# Urdu-Hindi-Punjabi: Secret Squirrel



## Qureshpor

You must have come across people who hardly say anything in a gathering of people. They listen quite attentively themselves making the usual facial impressions as the situation demands. But you don't really get to know them because they are so secretive, perhaps unnecessarily. I am not sure if "Secret Squirrel" is the right term in English and I am not really suggesting this kind of person belongs to any intelligence organisation, like the character in the "Secret Squirrel" cartoons.


----------



## UrduMedium

QURESHPOR said:


> You must have come across people who hardly say anything in a gathering of people. They listen quite attentively themselves making the usual facial impressions as the situation demands. But you don't really get to know them because they are so secretive, perhaps unnecessarily. I am not sure if "Secret Squirrel" is the right term in English and I am not really suggesting this kind of person belongs to any intelligence organisation, like the character in the "Secret Squirrel" cartoons.



How about chhupe rustam?


----------



## Alfaaz

For Urdu and Punjabi: 

خفیہ گلہری/ شجر پاش
khufiyah gilahri/shajar paash! Literal translation!

میسنا / میسنی or عیار
meesna/meesni or a'yyaar

The above mentioned would mostly have negative connotations.

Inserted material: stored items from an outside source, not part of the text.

PR #1200, opened 2026-09-01
FLINK-40531 Serialize parallelism overrides in a version-portable format

nadberezny:
Flink can write map-valued config settings in two styles: the old a:1,b:2 and the newer {a: '1', b: '2'}. Every Flink version can read the old style; only newer parsers can read the new one.

The autoscaler lets Flink choose the style automatically, and that choice depends on which config file the operator itself was started with. So if the operator runs with config.yaml, it writes parallelism overrides in the new style into every FlinkDeployment it scales. Any JobManager still reading a legacy flink-conf.yaml then fails to start, because it cannot parse the value. The operator itself reports no problem — only the job breaks.

It also cannot recover by itself: the autoscaler reuses the previous override string whenever the overrides haven't changed, so once a bad string is written it stays there.

Fix: always write the old style, which works on all Flink versions, and rewrite the string if the existing one is unreadable.


Dennis-Mircea (changes requested):
This was already tackled as part of #1195.

PR #1201, opened 2026-09-01
[FLINK-40535] Standalone session clusters are redeployed instead of scaled in-place

Dennis-Mircea:

This PR fixes the 2 broken code pieces part of `StandaloneFlinkService#scale`:
- Wrong `JobSpec` extraction.
- Wrong `Integer` comparison.

Besides the above, the PR also fixes the redundant k8s deployment querying and better models the scaling tests that are backing this method. 

## Brief change log
- `JobSpec` is extracted now via `ctx.getResource().getSpec().getJob()`.
- `Integer` comparison is done now via `!Objects.equals(actualReplicas, desiredReplicas)`.
- `deployment.get()` is performed only once instead of twice.
- `scaling` tests are now parameterized with a proper mechanism of correctly setting the replica, instead of wrongly keep them on `null`.

## Verifying this change

Those changes can be verified by the existing tests.

## Documentation

---


flink-kubernetes-operator/src/main/java/org/apache/flink/kubernetes/operator/service/StandaloneFlinkService.java
```diff
@@ -179,17 +180,17 @@ public boolean scale(FlinkResourceContext<?> ctx, Configuration deployConfig) {
         var name = StandaloneKubernetesUtils.getTaskManagerDeploymentName(clusterId);
         var deployment =
                 kubernetesClient.apps().deployments().inNamespace(namespace).withName(name);
-
-        if (deployment == null || deployment.get() == null) {
+        var deploymentCR = deployment.get();
+        if (deploymentCR == null) {
```
spuru9, line 184: Minor nit: `Deployment` is a standard built-in Kubernetes resource (`apps/v1`), rather than a "CR" (Custom Resource). Naming it `tmDeployment` or `deploymentResource` would be slightly more accurate, though this is purely stylistic.

spuru9 (approved):
LGTM. Just one optional nit.

PR #1202, opened 2026-09-02
[FLINK-40542] Block session cluster deletion when running jobs cannot be determined

spuru9:

`SessionReconciler.getNonTerminalJobs` returned `Set.of()` on any query failure, and `cleanupInternal` treats an empty set as "safe to delete". So a session `FlinkDeployment` with an unreachable JobManager got deleted anyway during cleanup, stopping unmanaged jobs without a checkpoint.

This makes the guard fail closed: an indeterminate result blocks deletion instead of assuming the cluster is empty. Per review feedback, it also bounds this and several other unbounded blocking REST calls in the operator and autoscaler with their configured client timeouts, so a hung JobManager can't stall them indefinitely.

## Brief change log

  - `getNonTerminalJobs` now returns `Optional<Set<JobID>>`; empty means "could not determine", distinct from a present empty set ("no jobs").
  - `cleanupInternal` blocks deletion and emits `CleanupFailed` on the indeterminate case, rescheduling until the JobManager is reachable — mirroring the block-on-session-jobs branch. Also closes the `RestClusterClient` via try-with-resources and bounds the query with the Flink client timeout.
  - A session cluster that never deployed is deleted immediately instead of blocking forever, mirroring `ApplicationReconciler`/`SessionJobReconciler`. Also null-guards the jobs list and restores the interrupt flag on `InterruptedException`.
  - Same bounded-timeout fix applied to `AbstractFlinkService#fetchSavepointInfo/#fetchCheckpointInfo/#fetchCheckpointStats/#populateStateSize` (`kubernetes.operator.flink.client.timeout`) and `ScalingMetricCollector#queryAggregatedMetricNames`, `RestApiMetricsCollector#queryAggregatedVertexMetrics/#queryJmMetrics/#queryAggregatedTmMetrics` (`job.autoscaler.flink.rest-client.timeout`).

Related: fail-open was introduced with block-on-unmanaged-jobs (FLINK-28648); the new block lifts automatically so it doesn't reintroduce the deadlock fixed in FLINK-39618. The existing opt-out (`block-on-unmanaged-jobs`/`block-on-session-jobs` = false, FLINK-39432) still allows force-deleting a permanently unreachable cluster.

## Verifying this change

  - `SessionReconcilerTest`: `testCleanupBlocksWhenNonTerminalJobsCannotBeDetermined` and `testCleanupDeletesImmediatelyWhenNeverDeployed`.
  - Manually verified on minikube: deleting a session cluster with the JobManager down is blocked with a `CleanupFailed` event and completes once reachable.
  - The additional timeout-bounding changes are mechanical (no happy-path behavior change) and covered by the existing `AbstractFlinkServiceTest`, `ScalingMetricCollectorTest`, `RestApiMetricsCollectorTest`, `JobAutoScalerImplTest` suites.

  - Dependencies: no
  - Public API / `CustomResourceDescriptors`: no
  - Core observer or reconciler logic: yes (session cleanup, checkpoint/savepoint fetch, autoscaler metric collection)

## Documentation

  - New feature? no

---

- [X] Yes (Claude Code)

Generated-by: Claude Code (Claude Opus 4.8)

### DIFF
--- a/flink-kubernetes-operator/src/main/java/org/apache/flink/kubernetes/operator/reconciler/deployment/SessionReconciler.java
+++ b/flink-kubernetes-operator/src/main/java/org/apache/flink/kubernetes/operator/reconciler/deployment/SessionReconciler.java
@@ -44,6 +44,7 @@ import org.slf4j.LoggerFactory;
 
 import java.util.Optional;
 import java.util.Set;
+import java.util.concurrent.TimeUnit;
 import java.util.stream.Collectors;
 
 /**
@@ -143,39 +144,55 @@ public class SessionReconciler
 
     // Detects jobs which are not in globally terminated states
     @VisibleForTesting
-    Set<JobID> getNonTerminalJobs(FlinkResourceContext<FlinkDeployment> ctx) {
+    Optional<Set<JobID>> getNonTerminalJobs(FlinkResourceContext<FlinkDeployment> ctx) {
         LOG.debug("Starting nonTerminal jobs detection for session cluster");
-        try {
-            // Get all jobs running in the Flink cluster
-            var flinkService = ctx.getFlinkService();
-            var clusterClient = flinkService.getClusterClient(ctx.getObserveConfig());
+        var flinkService = ctx.getFlinkService();
+        try (var clusterClient = flinkService.getClusterClient(ctx.getObserveConfig())) {
             var allJobs =
                     clusterClient
                             .sendRequest(
                                     JobsOverviewHeaders.getInstance(),
                                     EmptyMessageParameters.getInstance(),
                                     EmptyRequestBody.getInstance())
-                            .get()
+                            .get(
+                                    ctx.getOperatorConfig().getFlinkClientTimeout().toMillis(),
+                                    TimeUnit.MILLISECONDS)
                             .getJobs();
 
-            // running job Ids
+            if (allJobs == null) {
+                return Optional.of(Set.of());
+            }
+
             Set<JobID> nonTerminalJobIds =
                     allJobs.stream()
                             .filter(job -> !job.getStatus().isGloballyTerminalState())
                             .map(JobDetails::getJobId)
                             .collect(Collectors.toSet());
 
-            return nonTerminalJobIds;
+            return Optional.of(nonTerminalJobIds);
         } catch (Exception e) {
             LOG.warn("Failed to detect nonTerminal jobs in session cluster", e);
-            return Set.of();
+            if (e instanceof InterruptedException) {
+                Thread.currentThread().interrupt();
+            }
+            return Optional.empty();
         }
     }
 
     @Override
     public DeleteControl cleanupInternal(FlinkResourceContext<FlinkDeployment> ctx) {
-        var sessionJobs = ctx.getJosdkContext().getSecondaryResources(FlinkSessionJob.class);
         var deployment = ctx.getResource();
+        var status = deployment.getStatus();
+
+        if (status.getReconciliationStatus().isBeforeFirstDeployment()) {
+            LOG.info("Session cluster was never deployed, deleting immediately");
+            var conf = ctx.getDeployConfig(deployment.getSpec());
+            ctx.getFlinkService()
+                    .deleteClusterDeployment(deployment.getMetadata(), status, conf, true);
+            return DeleteControl.defaultDelete();
+        }
+
+        var sessionJobs = ctx.getJosdkContext().getSecondaryResources(FlinkSessionJob.class);
 
         boolean blockOnSessionJobs =
                 ctx.getObserveConfig()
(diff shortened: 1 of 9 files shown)


Dennis-Mircea (changes requested):
While I do agree with the idea of this PR, the fix is too narrow, as there are multiple other REST service/autoscaler methods that must benefit from the same fix that you did here. 

Currently, there are the following operator-related methods that are not having the `kubernetes.operator.flink.client.timeout` set:
- `AbstractFlinkService#populateStateSize`
- `AbstractFlinkService#fetchCheckpointStats`
- `AbstractFlinkService#fetchCheckpointInfo`
- `AbstractFlinkService#fetchSavepointInfo`

Further, there are the following autoscaler-related methods that should have the `job.autoscaler.flink.rest-client.timeout` set:
- `ScalingMetricCollector#queryAggregatedMetricNames`
- `RestApiMetricsCollector#queryAggregatedVertexMetrics`
- `RestApiMetricsCollector#queryJmMetrics`
- `RestApiMetricsCollector#queryAggregatedTmMetrics`

spuru9:
> While I do agree with the idea of this PR, the fix is too narrow, as there are multiple other REST service/autoscaler methods that must benefit from the same fix that you did here.

Should I add those to this PR?

Dennis-Mircea:
> > While I do agree with the idea of this PR, the fix is too narrow, as there are multiple other REST service/autoscaler methods that must benefit from the same fix that you did here.
> 
> Should I add those to this PR?

Yes, and update the JIRA and PR title and description.

spuru9:
@Dennis-Mircea Have updated the PR and JIRA.

flink-kubernetes-operator/src/main/java/org/apache/flink/kubernetes/operator/reconciler/deployment/SessionReconciler.java
```diff
@@ -143,39 +144,55 @@ private void recoverSession(FlinkResourceContext<FlinkDeployment> ctx) throws Ex
...
 
-            return nonTerminalJobIds;
+            return Optional.of(nonTerminalJobIds);
         } catch (Exception e) {
             LOG.warn("Failed to detect nonTerminal jobs in session cluster", e);
-            return Set.of();
+            if (e instanceof InterruptedException) {
+                Thread.currentThread().interrupt();
+            }
+            return Optional.empty();
```
Dennis-Mircea, line 178: I took a closer look on this one, and here by returning the `Optional.empty()` we cannot differentiate between a broken session JobManager and an unreachable session JobManager. Every failure lands in the same catch, so further, `cleanupInternal` has no way to tell a JobManager that is mid-restart from one that is crashlooping, in ImagePullBackOff, misconfigured, or whose Deployment was removed by hand. If we have a broken session JobManager (with or without unmanaged Flink session jobs), we end up in an endless loop with no cleanup, where the finalizer is never removed, the CR stays in Terminating, and the broken JM Deployment is never torn down.

flink-kubernetes-operator/src/main/java/org/apache/flink/kubernetes/operator/reconciler/deployment/SessionReconciler.java
```diff
@@ -143,39 +144,55 @@ private void recoverSession(FlinkResourceContext<FlinkDeployment> ctx) throws Ex
...
         }
     }
 
     @Override
     public DeleteControl cleanupInternal(FlinkResourceContext<FlinkDeployment> ctx) {
-        var sessionJobs = ctx.getJosdkContext().getSecondaryResources(FlinkSessionJob.class);
         var deployment = ctx.getResource();
+        var status = deployment.getStatus();
+
+        if (status.getReconciliationStatus().isBeforeFirstDeployment()) {
```
Dennis-Mircea, line 187: This guard here doesn't seem to me to help and to tackle a broken session JobManager case. A broken session JobManager can most probably be deployed already (aka `lastReconciledSpec != null`) and this guard be bypassed entirely.

Dennis-Mircea (changes requested):
After taking a deeper look at this one, it feels to me that we are touching a too sensitive place in order to achieve something that was never promised. The main question that I have here is: Why do we want to complicate ourselves on this existent stable flow just to turn the unmanaged session jobs check into a hard guarantee? Why would someone deploy an unmanaged session job with the expectation for having it "managed"? The operator does not give that expectation anywhere else, because an upgrade-type spec change already deletes and recreates the session cluster without checking unmanaged jobs at all. The check was introduced in FLINK-28648 as best-effort, and returning an empty set on failure was consistent with that.

So, here we are trying to resolve partially, not even fully, something that was never guaranteed by the operator. In order to see if this makes sense to be adopted fully within the operator I'd recommend opening a discussion thread where we can brainstorm this.

Speaking about the rest of the changes, I'd resume this PR/changes only for timeout resolution for REST API calls.

Issue #291, opened 2025-10-16
Convert NPTLangevinState to inherit from MDState and not StateSim


thomasloux:
Context:
NPTLangevinState currently inherits from StateSim. There are not bugs, but it is inconsistent with the other states (example: NVT/NPTNoseHooverState which inherits from MDState).

This will be easy to fix

PR #299, opened 2025-10-20
NPTLangevinState inherits from MDState

hholb:
## Summary

Resolves: #291

This updates the `NPTLangevinState` to inherit from `MDState` instead of `SimState`. Updated the state calculations to use momenta instead of velocities to match other MD integrators.

## Checklist

### DIFF
--- a/torch_sim/integrators/npt.py
+++ b/torch_sim/integrators/npt.py
@@ -427,8 +427,7 @@ def _npt_langevin_velocity_step(
     b = 1 / (1 + (alpha_atoms * dt_atoms) / M_2)
 
     # Velocity contribution with damping
-    velocities = state.momenta / state.masses.unsqueeze(-1)
-    c_1 = a * velocities
+    c_1 = a * state.velocities
 
     # Force contribution (average of initial and final forces)
     c_2 = dt_atoms.unsqueeze(-1) * ((a * forces) + state.forces) / M_2


torch_sim/integrators/npt.py
```diff
@@ -381,9 +374,8 @@ def _npt_langevin_position_step(
     noise_term = noise_prefactor.unsqueeze(-1) * noise
 
     # Velocity and force contributions with random noise
-    c_3 = (
-        state.velocities + dt_atoms.unsqueeze(-1) * state.forces / M_2 + noise_term / M_2
-    )
+    velocities = state.momenta / state.masses.unsqueeze(-1)
```
CompRhys: this should be available as a property of the MDState base class so should use that meaning that we don't need to change anything here.

torch_sim/integrators/npt.py
```diff
@@ -66,11 +65,10 @@ class NPTLangevinState(SimState):
     cell_velocities: torch.Tensor
     cell_masses: torch.Tensor
 
-    _atom_attributes = SimState._atom_attributes | {  # noqa: SLF001
+    _atom_attributes = MDState._atom_attributes | {  # noqa: SLF001
```
CompRhys: forces are already in the _atom_attributes of the MDState so we can remove this line.

torch_sim/integrators/npt.py
```diff
@@ -79,11 +77,6 @@ class NPTLangevinState(SimState):
         "energy",
```
CompRhys: energy is one of the MDState attributes so we can also drop that here.

CompRhys (changes requested):
Thanks for the fixes! A few nit comments that should be fixed before merging.

torch_sim/integrators/npt.py
hholb: Makes life easier! Thanks!

torch_sim/integrators/npt.py
hholb: 👍

torch_sim/integrators/npt.py
hholb: 👍

hholb:
Thanks for the review! Tweaks made!

torch_sim/integrators/npt.py
```diff
@@ -438,13 +427,14 @@ def _npt_langevin_velocity_step(
     b = 1 / (1 + (alpha_atoms * dt_atoms) / M_2)
 
     # Velocity contribution with damping
-    c_1 = a * state.velocities
+    velocities = state.momenta / state.masses.unsqueeze(-1)
+    c_1 = a * velocities
```
CompRhys:
```suggestion
    c_1 = a * state.velocities
```

hholb: Ah good catch, thanks!

PR #305, opened 2025-10-25
Deprecate pbc_wrap_general

curtischong:
## Summary

Originally I wanted to delete it because it's not used in our codebase and we already have wrap_positions which works.

I also wanted to switch pbc_wrap_general's internal implementation to just use wrap_positions but couldn't because pbc_wrap_general wraps cells of arbitrary dimension (not just 3x3). So we're just going to deprecate this for now and delete it at a later date.

I think it's fine dropping support for this function later because an unused helper function that supports periodicity for nxn cell matrices that are bigger than 3x3 probably shouldn't be in torchsim.

## Checklist

### DIFF
--- a/torch_sim/transforms.py
+++ b/torch_sim/transforms.py
@@ -7,10 +7,10 @@ general PBC wrapping.
 
 from collections.abc import Callable, Iterable
 from functools import wraps
-from typing_extensions import deprecated
 
 import torch
 from torch.types import _dtype
+from typing_extensions import deprecated
 
 
 def get_fractional_coordinates(


tests/test_transforms.py
```diff
@@ -318,15 +318,12 @@ def test_pbc_wrap_batched_triclinic() -> None:
...
 
-    # Stack the cells for batched processing
-    cell = torch.stack([cell1, cell2])
-
     # Apply wrapping
     wrapped = ft.pbc_wrap_batched(positions, cell=cell, system_idx=batch)
 
-    # Calculate expected result for first atom (using original algorithm for verification)
-    expected1 = ft.pbc_wrap_general(positions[0:1], cell1)
-    expected2 = ft.pbc_wrap_general(positions[1:2], cell2)
```
curtischong, line 329: changing this test to wrap_positions removes our last dependence on the wrap_positions function in our codebase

If the person is just shy/taciturn/self-conscious, then probably these could work: 

متوجہ / چوکس (اور شرمیلا) سامع؛ کم گو، احتراز پسند، کم سخن
mutawajjih / chauks (aur sharmeela) saami'; kam go; iHtiraaz pasand; kam sukhn


----------



## BP.

Whoa you're so precisely describing the 3uzlat pasand person in post 4.

The last line of suggestions by Alfaaz is quite good, if without the additional connotation of shadiness you seem to imply.


----------



## marrish

Well,  BP SaaHib, the post 4 is the very yours!


----------



## BP.

Didn't say it isn't!


----------



## Alfaaz

> Whoa you're so precisely describing the 3uzlat pasand person in post 4.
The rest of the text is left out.